I do have a few that eat around it and those I put it in the back of their mouth from the side and hold it closed till they swallow. 
The weighted dose is 1 gram per 22# of goat.


----------



## liz (Oct 5, 2007)

I just bolused mine for the first time this past Spring...they are on a great mineral now too and I do plan to bolus with the 1 gram per 22lbs dose because I noticed a red fringe on my black does, once I can get a battery for my scale, I use a paste wormer syringe as a bolus gun and hold the capsule on the end of the plunger with a bit of probiotic paste, stick the end in the back corner of the goats mouth and push, it's best that they not chew the capsule to ensure that as many of the copper rods stay in the gut as possible, as opposed to those teeny rods going through the digestive tract and end up out the other end.


----------



## freedomstarfarm (Mar 25, 2011)

liz said:


> I just bolused mine for the first time this past Spring...they are on a great mineral now too and I do plan to bolus with the 1 gram per 22lbs dose because I noticed a red fringe on my black does, once I can get a battery for my scale, I use a paste wormer syringe as a bolus gun and hold the capsule on the end of the plunger with a bit of probiotic paste, stick the end in the back corner of the goats mouth and push, it's best that they not chew the capsule to ensure that as many of the copper rods stay in the gut as possible, as opposed to those teeny rods going through the digestive tract and end up out the other end.
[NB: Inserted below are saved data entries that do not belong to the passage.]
PR #535, opened 2024-09-12
Feat ppu2

jtwhite79:
Initial support to automatically use ppu for kriging solve if available @briochh it's a hack- open to suggestions


etc/environment.yml
```diff
@@ -4,7 +4,7 @@ channels:
 dependencies:
   # required
   - python>=3.8
-  - numpy
+  - numpy<2.0
```
briochh, line 7: I think, we are supporting numpy 2 now... or have you detected issues?

pyemu/utils/geostats.py
```diff
@@ -872,6 +873,8 @@ def calc_factors_grid(
         var_filename=None,
         forgive=False,
         num_threads=1,
+        try_use_ppu=False,
```
briochh, line 876: let's aim to phase this the default to True, over time.
Any danger of some docstring additions though?

pyemu/utils/geostats.py
```diff
@@ -940,6 +943,58 @@ def calc_factors_grid(
...
+                                                          self.point_data.y.values,zns,
+                                                          x.ravel(),y.ravel(),znt,
+                                                          vartype,krigtype,
+                                                          v.a,v.anisotropy,v.bearing,
+                                                          search_radius,maxpts_interp,
+                                                          minpts_interp,ppu_factor_filename,
+                                                          factorfiletype)
+            plib.free_all_memory()
+            assert os.path.exists(ppu_factor_filename)
+            reformat_factorfile(x.shape[0], x.shape[1], self.point_data, self.geostruct, ppu_factor_filename)
```
briochh, line 992: is the reformatting for downstream compatibility? with our current pyemu methods? pestutils? is there anything we can do about that?

etc/environment.yml
jtwhite79: No issues - this was a legacy thing that snuck in.  We are good with np > 2 yea?

pyemu/utils/geostats.py
jtwhite79: Good points.  I was thinking of a "soft launch" here to ease into it but maybe a docstring would be less ambiguous

pyemu/utils/geostats.py
jtwhite79: I tried to find a way around this but the new fac file format coming out of ppu doesn't have array shape info in the header so I thought it was easiest to patch that here when we know the shape.

etc/environment.yml
briochh: I "_think_" so

jtwhite79:
@briochh the one thing this PR doesn't do (yet) is weave into `PstFrom.add_parameters()`.  I think it could be as simple as passing an explicit `try_use_ppu=True` where we call `calc_factors_grid()` - probably would be wise to make a new optional arg for `add_parameters()` until we get some more in-the-field testing and experience with it (maybe call it `try_use_ppu` also?).  That sound ok with you?

Issue #315, opened 2021-12-30
Use `logging` from standard library


Hugovdberg:
`PyEmu` implements a custom logger to log messages from various parts of the package. Python comes with a `logging` module that provides the same functionality, and more. Also, `PstFrom` is currently hardcoded to log to a file in the current working directory, as well as an optional logging to `stdout`. I'm using `pyemu` within a `snakemake` workflow, with log files being stored in a dedicated directory, so I would like to be able to specify how and where the messages are logged. The standard library also provides means to configure different log levels for different streams (for example debug and info messages only to file, but warnings and errors also to the screen, or even custom log handlers).

Would you guys be open to a pull request that replaces the current logger with the built-in `logging` interface? It would mean that some options need to be removed, such as the `echo` argument to various helpers. We would also need to add a small tutorial for people who would like to keep the current functionality of logging to both a file and stdout, but in return the users get more flexibility both in what is logged as well as how it is logged. This removes some (in my humble opinion ;-) ) unneccessarily opnionated implementation from library code, which makes the library more pythonic.

jtwhite79:
sounds good to me as long as we can still get timestamps and weave the logger into the helpers?  Also, we need to retain the snarky and insulting messages! haha

@briochh?

Hugovdberg:
The nice thing about the standard logging module is that it allows you much more fine grained control over the log messages. You can keep logging all messages, from anywhere in the library, but the user of the library gets more control how and where the messages are going. 

It is not necessary for the library to provide timestamps as they can be included by the handler. The default line format does not include the timestamp, but it is easily added. It might be useful to provide a helper function that sets up the logging module similar to the current format so those who want the `pyemu` recommended settings can simply call `pyemu.set_default_logging`, and those who want more control setup `logging` as they wish.

I'll see if I can whip up a draft pull request for the `pst_from` module soon, so you can see how it would work.

Hugovdberg:
@jtwhite79 what versions of Python should be supported? The travis config suggests Python versions 2.7, 3.5, 3.6 and 3.7 are used for testing, but the appveyor config suggests only Python 3.7 is tested. Also, `PstFrom._setup_dirs` uses f-strings, so that will not run pre-Python 3.6. Can I assume 3.7+?

jtwhite79:
I think 3.7+ is fine.  We are really only using github actions anymore....

briochh:
Sounds like a solid plan to me @Hugovdberg. Thanks for having a dig into this.

PR #544, opened 2024-10-12
First try at changing the logging facilities

Hugovdberg:
Ages ago I proposed to migrate to the built in logging facilities to allow for more flexible logging (see #315). Recently I have been using `pyemu` again and faced the same issue I faced then so here is a PR (work in progress) to add logging instead of writing files directly. 
I decided to first tackle the new `run_sp` method as this was the newest so least likely to break peoples workflows should it be not as stable as I think it is (see #539 / #532).

### DIFF
--- a/pyemu/utils/log_utils.py
+++ b/pyemu/utils/log_utils.py
@@ -1,0 +1,37 @@
+"""Utilities to help with logging."""
+
+import logging
+import sys
+from typing import Optional, Union
+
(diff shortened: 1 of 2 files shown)


p-ortega:
Hey @Hugovdberg, I think you would have to modify or remove this test, pytest::run_sp_capture_output_test, for the CI workflow to work with the new logging capabilities.

Hugovdberg:
Probably a lot of tests will fail once we add this in other places as well :-) testing output is always troublesome..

Love the paste wormer tube for dosing! Most of my goats seam to swallow them whole but a few will chew it up and then I wonder how much goes and stays in the right body part to really help.


----------



## goathiker (Apr 14, 2011)

The thinking of chewing the rods causes them to be used faster or shed faster has pretty much been proven wrong now. I've seen several studies done on this subject and some of the bigger breeders have been doing this and taking liver biopsies for information. It does seem to bear out that the method of administeration has nothing to do with how well the copper works. It still sinks into the rumen even if top dressed on grain or given in applesauce or yogurt.
This is good for the people that don't know how to bolus or are afraid of the procedure. They can still get the copper into the animals and know that it is doing what it is supposed to.


----------



## freedomstarfarm (Mar 25, 2011)

goathiker said:


> The thinking of chewing the rods causes them to be used faster or shed faster has pretty much been proven wrong now. I've seen several studies done on this subject and some of the bigger breeders have been doing this and taking liver biopsies for information. It does seem to bear out that the method of administeration has nothing to do with how well the copper works. It still sinks into the rumen even if top dressed on grain or given in applesauce or yogurt.
> This is good for the people that don't know how to bolus or are afraid of the procedure. They can still get the copper into the animals and know that it is doing what it is supposed to.


That is great to know!! Way easier to give them a little applesauce on some grain with the copper for some goats!


----------



## Stacie1205 (Mar 26, 2011)

This may be a stupid question but how do you know if you live in a copper deficent area? I mean, do you say that because you see it in your goats or is there some place that you find this info. on what areas on the map have high amount of this and low amount of that?


----------



## KW Farms (Jun 21, 2008)

I haven't yet been able to find a map for copper levels. But if the goats look in perfect condition with shiny, soft coats and aren't showing any deficiency signs then there really is no need to copper bolus. I give copper usually 2x yearly, no more then that. Some places you may never need to bolus just have the goat minerals out...but it's always good to watch for signs in case it's needed.


----------



## goathiker (Apr 14, 2011)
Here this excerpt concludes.